3. Run A First Check¶
from director_ai import score
result = score(
"What is the refund policy?",
"Refunds are available for 90 days.",
facts={"policy": "Refunds are available for 30 days only."},
threshold=0.3,
)
print(result.approved, result.score, result.evidence)
Expected outcome: the answer should be rejected or assigned a low coherence score because it contradicts the governed fact.
4. Add Domain Evidence¶
For a real pilot, replace toy facts with governed data:
- product policy extracts;
- medical, legal, finance, or scientific reference snippets;
- customer-support macros;
- approved retrieval chunks from an internal knowledge base;
- labelled examples of acceptable and unacceptable answers.

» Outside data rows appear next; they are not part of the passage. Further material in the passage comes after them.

PR #674, opened 2020-12-16
Flagging Features: Options to skip integrations or channels based on flagging patterns that might cause trouble for linear filtering. Also add apply_flags functionality to vis_clean.

anguta:
A pull request merging in several major features in flagging that help with the stability of the linear filter (and maybe CLEAN too?) and also support external flags and yaml flags for vis_clean methods. 

New flagging features in `fourier_filter` and higher level functions include:

* `skip_flagged_edge_freqs` : If an edge channel is flagged for all integrations, then perform interpolation within the channels that are not flagged for all integration and leave the entirely flagged edge channel permanently flagged. 
*  `skip_flagged_edge_times` : The same as `skip_flagged_edge_freqs` but now applied to the time dimension.
*  `skip_gaps_larger_then_filter_period` : skip integrations or channels where the smallest wavelength interpolation fourier mode is smaller then the largest contiguous flagging gap.
*  `skip_if_flag_within_edge_distance` : skip integration or channel if a flag is within a user provided distance of the edge.
* `flag_model_rms_outliers` : skip integrations or channels where the rms of the interpolation model exceeds the rms of the unflagged data by some user provided parameter.


hera_cal/delay_filter.py
```diff
@@ -178,15 +198,21 @@ def load_delay_filter_and_write_baseline_list(datafile_list, baseline_list, calf
...
             Fully flagged integrations do not count towards triggering time_thresh.
+        external_flags : str, optional, path to external flag files to apply
         res_outfilename: path for writing the filtered visibilities with flags
         CLEAN_outfilename: path for writing the CLEAN model visibilities (with the same flags)
         filled_outfilename: path for writing the original data but with flags unflagged and replaced
             with CLEAN models wherever possible
         clobber: if True, overwrites existing file at the outfilename
         add_to_history: string appended to the history of the output file
+        polarizations: list of polarizations to include and write.
+        verboase: lots of output.
```
jsdillon, line 209: This isn't an option

jsdillon (changes requested):
Sorry this took so long. Mostly minor changes. 

One thing I don't like is the vast proliferation of scripts. If we have multiple ways of doing roughly the same thing, I feel like it should be 1 script with command line options. Right now, the large number of scripts for dayneu, clean, dpss, etc. for the same kind of filtering makes the codebase harder to maintain and introduces lots of extra un-unit-tested code.

jsdillon:
@nkern might also want to take a look, since this is more closely related to your work on visclean

hera_cal/io.py
```diff
@@ -1806,28 +1806,27 @@ def baselines_from_filelist_position(filename, filelist, polarizations=None):
         name of the file being processed.
     filelist : list of strings
         name of all files over which computations are being parallelized.
-    polarizations : list of strings
-        polarizations to include in baseline parallelization.
-
+    chunk_pols : bool, optional
```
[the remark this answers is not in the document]
anguta: got rid of it.

hera_cal/vis_clean.py
```diff
@@ -213,6 +214,64 @@ def apply_calibration(self, input_cal, unapply=False):
...
                                      gain_convention=gain_convention)
 
+    def apply_flags(self, external_flags=None, overwrite_data_flags=False,
+                    flag_zero_times=True, a_priori_flag_yaml=None):
+        """
+        apply external flags.
+        Parameters
+        ----------
+        external_flags: str, optional.
+            Str or list of strings pointing to flag files to apply.
```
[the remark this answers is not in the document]
anguta: I've mentioned both of these things in the docstring.

hera_cal/vis_clean.py
```diff
@@ -213,6 +214,64 @@ def apply_calibration(self, input_cal, unapply=False):
...
+        overwrite_data_flags: bool, optional
+            If true, overwrite all data flags for bls that are not entirely flagge.d
```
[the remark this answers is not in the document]
anguta: fixed.

hera_cal/vis_clean.py
```diff
@@ -213,6 +214,64 @@ def apply_calibration(self, input_cal, unapply=False):
...
+        flag_zero_times: bool, optional
```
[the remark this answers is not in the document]
anguta: I've added an explanation in the docstring.

scripts/dpss_delay_filter_run.py
```diff
@@ -0,0 +1,36 @@
+#!/usr/bin/env python
```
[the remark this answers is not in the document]
anguta: That is one option. I am a bit concerned with condensing the scripts from a usability perspective since I think different sets of parameters are best for different filtering modes. For example, linear filters tend to have issues with flagged edges so they work best when skip_flagged_edges is True. I'm worried that non-experts won't know to set these defaults and run into problems.

hera_cal/xtalk_filter.py
```diff
@@ -30,8 +30,9 @@ class XTalkFilter(VisClean):
     """
 
     def run_xtalk_filter(self, to_filter=None, weight_dict=None, max_frate_coeffs=[0.024, -0.229], mode='clean',
-                         skip_wgt=0.1, tol=1e-9, verbose=False, cache_dir=None, read_cache=False,
-                         write_cache=False, **filter_kwargs):
+                         skip_wgt=0.1, tol=1e-9, cache_dir=None, read_cache=False,
+                         write_cache=False, skip_flagged_edges=False, flag_filled=True,
```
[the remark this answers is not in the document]
anguta: added docstring.

hera_cal/xtalk_filter.py
```diff
@@ -134,31 +146,38 @@ def load_xtalk_filter_and_write(infilename, calfile=None, Nbls_per_load=None, sp
...
             if factorize_flags:
                 xf.factorize_flags(time_thresh=time_thresh, inplace=True)
-            xf.run_xtalk_filter(cache_dir=cache_dir, read_cache=read_cache, write_cache=write_cache, **filter_kwargs)
+            xf.run_xtalk_filter(cache_dir=cache_dir, read_cache=read_cache, write_cache=write_cache,
+                                skip_flagged_edges=skip_flagged_edges, **filter_kwargs)
             xf.write_filtered_data(res_outfilename=res_outfilename, CLEAN_outfilename=CLEAN_outfilename,
                                    filled_outfilename=filled_outfilename, partial_write=True,
                                    clobber=clobber, add_to_history=add_to_history,
-                                   freq_array=xf.hd.freq_array, Nfreqs=xf.Nfreqs)
+                                   freq_array=np.asarray([xf.freqs]), Nfreqs=xf.Nfreqs)
```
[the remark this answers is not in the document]
anguta: I don't think this one was intentional. I've reverted it.

hera_cal/xtalk_filter.py
```diff
@@ -134,31 +146,38 @@ def load_xtalk_filter_and_write(infilename, calfile=None, Nbls_per_load=None, sp
...
             xf.hd.data_array = None  # this forces a reload in the next loop
 
 
 def load_xtalk_filter_and_write_baseline_list(datafile_list, baseline_list, calfile_list=None, spw_range=None, cache_dir=None,
-                                              read_cache=False, write_cache=False,
+                                              read_cache=False, write_cache=False, external_flags=None,
                                               factorize_flags=False, time_thresh=0.05,
                                               res_outfilename=None, CLEAN_outfilename=None, filled_outfilename=None,
-                                              clobber=False, add_to_history='', round_up_bllens=False, **filter_kwargs):
+                                              clobber=False, add_to_history='', round_up_bllens=False, polarizations=None,
```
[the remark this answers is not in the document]
anguta: added this.

hera_cal/delay_filter.py
anguta: I've removed it.

hera_cal/io.py
```diff
@@ -1806,28 +1806,27 @@ def baselines_from_filelist_position(filename, filelist, polarizations=None):
...
+    bls = list(set([bl[:2] for bl in hd.bls]))
     file_index = filelist.index(filename)
     nfiles = len(filelist)
     # Determine chunk size
     nbls = len(bls)
     chunk_size = nbls // nfiles + 1
     lower_index = file_index * chunk_size
     upper_index = np.min([(file_index + 1) * chunk_size, nbls])
-    return bls[lower_index:upper_index]
+    # only return baselines if lower and upper indices are within number of bls
```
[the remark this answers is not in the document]
anguta: I don't think the else should get triggered. I've removed it.

scripts/dpss_delay_filter_run.py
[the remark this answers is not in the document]
anguta: I've decided to go with a system with a single script that sets different defaults based on the filtering mode.

nkern:
@anguta in the PR description could you just make a bullet point list of major changes (i.e. can you elaborate a little on the "several major flagging features" that you add? Just to make it easier to come back to this and know what happened.

hera_cal/delay_filter.py
```diff
@@ -55,13 +56,12 @@ def run_delay_filter(self, to_filter=None, weight_dict=None, horizon=1., standof
...
                 Only works properly when all weights are all between 0 and 1.
             tol : float, optional. To what level are foregrounds subtracted.
-            verbose: If True print feedback to stdout
             cache_dir: string, optional, path to cache file that contains pre-computed dayenu matrices.
                         see uvtools.dspec.dayenu_filter for key formats.
             read_cache: bool, If true, read existing cache files in cache_dir before running.
             write_cache: bool. If true, create new cache file with precomputed matrices
                                that were not in previously loaded cache files.
-            cache: dictionary containing pre-computed filter products.
+            skip_flagged_edges : bool, if true do not include edge freqs in filtering region (filter over sub-region).
```
nkern, line 64: is this only a bool? how do you specify the edge freqs if this is true? if this is mixed type, then please specify

hera_cal/io.py
```diff
@@ -1812,28 +1812,20 @@ def baselines_from_filelist_position(filename, filelist, polarizations=None):
         name of the file being processed.
     filelist : list of strings
         name of all files over which computations are being parallelized.
-    polarizations : list of strings
```
nkern, line 1815: why remove the polarizations functionality here? don't have a strong opinion just wondering what the motive is

hera_cal/vis_clean.py
```diff
@@ -213,6 +214,70 @@ def apply_calibration(self, input_cal, unapply=False):
         apply_cal.calibrate_in_place(self.data, cal_gains, self.flags, cal_flags,
                                      gain_convention=gain_convention)
 
+    def apply_flags(self, external_flags=None, overwrite_data_flags=False,
+                    flag_zero_times=True, a_priori_flag_yaml=None):
+        """
+        apply external flags.
+        Parameters
```
nkern, line 221: line break between desc and Parameters

hera_cal/vis_clean.py
```diff
@@ -213,6 +214,70 @@ def apply_calibration(self, input_cal, unapply=False):
...
+            If true, overwrite all data flags for bls that are not entirely flagged.
+        flag_zero_times: bool, optional
+            if true, don't overwrite flags where the entire time is flagged.
+            this can be useful if we are applying external flags that do not have
+            thresholding.
+            An example of where we might want to do this is if we are doing a second round of RFI flagging
+            starting with a more conservative set of flags but we want to keep fully flagged times.
+        a_priori_flag_yaml: str, optional
+            path to a yaml file containing manual flags.
+        Returns
```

Every benchmark or threshold decision should record:
- dataset source and ownership;
- split policy;
- scorer configuration;
- threshold;
- false-positive and false-negative examples;
- latency and hardware context;
- review owner and approval date.
5. Pick A Control Action¶
Director-AI can fail closed or fail soft. Choose based on consequence:
| Failure mode | Use when |
|---|---|
raise |
A wrong answer must not leave the application boundary |
metadata |
The application decides how to display or route the risk |
log |
Early observation without user-visible enforcement |
| HTTP reject | Proxy or middleware owns the response boundary |
| Human review | Low-confidence outputs need operator approval |
| Streaming halt | Partial output must stop before completion |
6. Validate The Pilot¶
Minimum evidence before a production pilot:
- quickstart or API smoke passes in the target environment;
- a labelled domain sample has been scored;
- at least one known bad answer is rejected;
- at least one known good answer is approved;
- logs contain no secrets;
- evidence records are understandable to a domain reviewer;
- operational ownership is assigned for threshold changes and false-positive review.
7. Evidence Packet Template¶
Use this packet for internal review, procurement, or a customer pilot closeout:
| Section | Contents |
|---|---|
| Use case | Workflow, users, output boundary, and consequence of a wrong answer |
| Dataset | Source, ownership, split policy, examples excluded from tuning |
| Configuration | Package version, scorer mode, threshold, runtime extras, KB version |
| Results | Good-answer approvals, bad-answer rejections, false positives, false negatives |
| Operations | Auth, tenant binding, metrics, logs, review queue, rollback owner |
| Claim boundary | Which claims are supported by this pilot and which require more evidence |
8. Continue By Role¶
| Role | Next page |
|---|---|
| Application developer | Quickstart |
| RAG engineer | KB Ingestion |
| Evaluation engineer | BatchProcessor API |
| Platform operator | Production Guide |
| Compliance reviewer | Compliance Reporting |
| Commercial evaluator | Product Overview |
9. Business Evidence Package¶
For commercial pilots, pair technical checks with a short evidence packet:
- one-page use-case statement (input, output, and consequence),
- fixed test split and acceptance criteria,
- false-positive and false-negative examples from production-like samples,
- incident and rollback flow,
- review owner and escalation path,
- and a short post-pilot report with expected reduction in factual-risk incidents.
Publishing this package early is often the fastest way to get procurement and security teams aligned.